The OECD presented members of parliament in Luxembourg its recommendations for a modern, comprehensible and efficient public finance system. Photo: Shutterstock

The OECD presented members of parliament in Luxembourg its recommendations for a modern, comprehensible and efficient public finance system. Photo: Shutterstock

At the government’s request, the Organisation for Economic Co-operation and Development has reviewed Luxembourg's public finance system. The OECD recommends modernising and clarifying the existing framework, developing performance-based management and respecting voted expenditure.

The conclusions of the review of Luxembourg’s public finance system were presented on Monday to members of parliament’s budget and budget implementation committees. The review was commissioned by the government in order to draw up proposals for reforming the budgetary procedure, with the involvement of the Chamber of Deputies. This consultation is provided for in the coalition agreement, with the aim of “identifying ways of modernising budgeting practices and introducing budget management by objectives in the grand Duchy.”

The experts from the Organisation for Economic Co-operation and Development (OECD) welcome this commitment to reform, arguing that Luxembourg cannot do without it “despite having one of the lowest levels of debt in Europe” if it wants to “increase the effectiveness and efficiency of public spending” and anticipate the major challenges ahead: ageing, defence, the ecological transition and digital transformation. They have identified four areas for reform.
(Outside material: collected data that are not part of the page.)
PR #580, opened 2026-07-13
[D 4i]: Handle Epoch Rollovers

nlordell:
### Context and Motivation

Start hooking up the the block handler in order to schedule rollovers for staged blocks.

### Decisions and Tradeoffs

> [!NOTE]
> Unlike the TypeScript version, we are more exact with the epochs that we reap and prune: we remove the previously active epoch _as long as there are no active signing ceremonies_. This allows us to be more precise with our epoch pruning compared to the TypeScript implementation. It does not cause consensus differences. TypeScript defensively keeps the previous epoch around.

This does not handle _all_ block updates for the keygen logic. In particular timeouts will be handled separately in a follow-up PR.

### Port

https://github.com/safe-research/safenet/blob/4c3188fd65d977c17c5e26c4785ec7eb8193f2a5/validator/src/machine/consensus/rollover.ts#L18-L78

https://github.com/safe-research/safenet/blob/4c3188fd65d977c17c5e26c4785ec7eb8193f2a5/validator/src/machine/consensus/rollover.ts#L101-L120

---

## CLA signature

### DIFF
--- a/crates/validator/src/consensus/epoch.rs
+++ b/crates/validator/src/consensus/epoch.rs
@@ -18,24 +18,6 @@ pub enum EpochId {
     Number { number: NonZeroU64 },
 }
 
-impl Serialize for EpochId {
-    fn serialize<S>(&self, serializer: S) -> Result<S::Ok, S::Error>
-    where
-        S: Serializer,
-    {
-        serializer.serialize_u64(self.raw_value())
-    }
-}
-
-impl<'de> Deserialize<'de> for EpochId {
-    fn deserialize<D>(deserializer: D) -> Result<Self, D::Error>
-    where
-        D: Deserializer<'de>,
-    {
-        Ok(Self::from_raw(u64::deserialize(deserializer)?))
-    }
-}
-
 impl EpochId {
     /// Returns the epoch ID for a raw value.
     pub const fn from_raw(value: u64) -> Self {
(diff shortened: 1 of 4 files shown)


crates/validator/src/consensus/epoch.rs
```diff
@@ -18,24 +18,6 @@ pub enum EpochId {
...
-}
-
-impl<'de> Deserialize<'de> for EpochId {
-    fn deserialize<D>(deserializer: D) -> Result<Self, D::Error>
-    where
-        D: Deserializer<'de>,
-    {
-        Ok(Self::from_raw(u64::deserialize(deserializer)?))
-    }
-}
```
nlordell, line 37: Moved down for consistence (so that all trait implementations are grouped together after the main `impl` block).

crates/validator/src/state/keygen.rs
```diff
@@ -841,30 +934,6 @@ impl Transition {
...
-                number.get(),
-                number
-                    .get()
-                    .saturating_mul(self.config.blocks_per_epoch.get()),
-            )
-                .abi_encode()
-                .into(),
-        })
-    }
-
```
nlordell, line 867: This just moved down verbatim for consistency (so that `start` and `restart` keygen are beside eachother - this was positioned weirdly in between the two before).

remedcu (approved):

crates/validator/src/state/keygen.rs
```diff
@@ -909,6 +978,66 @@ impl Transition {
...
+
+impl RolloverState {
+    /// The epoch this rollover state is working toward becoming active, or
+    /// `None` for the terminal [`Self::Halted`] state.
+    fn next_epoch(&self) -> Option<EpochId> {
+        match self {
+            RolloverState::WaitingForGenesis => Some(EpochId::Genesis),
+            RolloverState::EpochSkipped { next_epoch }
+            | RolloverState::SigningRollover { next_epoch, .. }
+            | RolloverState::EpochStaged { next_epoch, .. } => Some(EpochId::Number {
```
rmeissner, line 1015: Interesting that the different states have different types for the epoch number.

Reliable forecasts and clear objectives

The first is the adoption of a new budgetary framework to replace the current one, which results in “essentially reactive” budgeting practices.

For the OECD, budgetary rules must be simple, credible and flexible. And multiannual programming must be based on reliable forecasts, set clear objectives--which should go beyond the “maintain the triple A” argument--and binding spending ceilings. This is a criticism of the current system.
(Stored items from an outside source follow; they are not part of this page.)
PR #582, opened 2026-07-13
[D 4iii]: Handle Epoch Staged

nlordell:
### Context and Motivation

Handle the epoch staged event, registering the epoch if participating (so we can use it for signing).

### Decisions and Tradeoffs

> [!NOTE]
> Unlike TS, if we see a staged epoch while we are waiting for genesis, we assume that we joined partway through consensus and skip to that epoch. This has the same effect as `skip_genesis` but in a less hacky way (does not require additional configuration, and is automatically deduced just by observing events).

Previously, in #578, we had temporarily hooked up rollover signing to be able to test the genesis rollover change in #579; this was slightly incorrect (the epoch should only get registered once there is an attestation for it - otherwise it might stay dangling since the concensus contract will never roll over to it). This is fixed in this PR.

### Port

https://github.com/safe-research/safenet/blob/4c3188fd65d977c17c5e26c4785ec7eb8193f2a5/validator/src/machine/consensus/epochStaged.ts#L14-L64

---

## CLA signature

### DIFF
--- a/crates/validator/src/state/keygen.rs
+++ b/crates/validator/src/state/keygen.rs
@@ -3,14 +3,14 @@ use super::{
     RolloverState, SigningState, State, Transition,
 };
 use crate::{
-    bindings::Coordinator,
+    bindings::{Consensus, Coordinator},
     consensus::{
         epoch::{self, EpochId},
-        group::{self, ParticipantSet},
+        group::{self, Group, ParticipantSet},
     },
     frost::{
         self,
-        keygen::{GroupCommitments, Secrets},
+        keygen::{GroupCommitments, KeyShare, Secrets},
     },
     service::{Action, Effect},
 };
@@ -23,6 +23,7 @@ use std::{
     collections::{BTreeMap, BTreeSet},
     fmt::Display,
     iter, mem,
+    num::NonZeroU64,
     sync::Arc,
 };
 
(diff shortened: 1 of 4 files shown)


crates/validator/src/state/keygen.rs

All of this should be under the responsibility of the ministries concerned and no longer under the sole authority of the finance ministry. The OECD calls for a clear redefinition of the roles of the main players in the procedure, namely the finance ministry, the Inspectorate General of Finance, Statec and the National Public Finance Council.

Performance and the disappearance of non-restrictive appropriations

The second area of reform is the adoption of a structured performance system to provide a full picture of the effectiveness and efficiency of public spending. This would involve programme-based budgeting, regular reviews of expenditure and coordination of strategic initiatives that may involve several ministries.

The third area for reform is the modernisation of budgetary mechanisms. With this in mind, the OECD is promoting a gradual transfer of financial control to ministries and a modulation of controls. And above all, the disappearance of non-restrictive appropriations “which significantly modify the voted budget” in favour of a budgetary reserve which would itself be restrictive. This would encourage better forecasting of compulsory expenditure. The OECD also advocates rationalising the use of special funds.

The final area for reform is the modernisation of budget documentation. This will involve “using digital tools to make data more accessible,” and systematically analysing the needs of the various users of budget documents.

The ball is now in the government’s court. It is a government that has also put on its agenda the reform of the amended law of 8 June 1999 on the state budget, accounting and treasury, the introduction of a single tax class and the reform of property tax.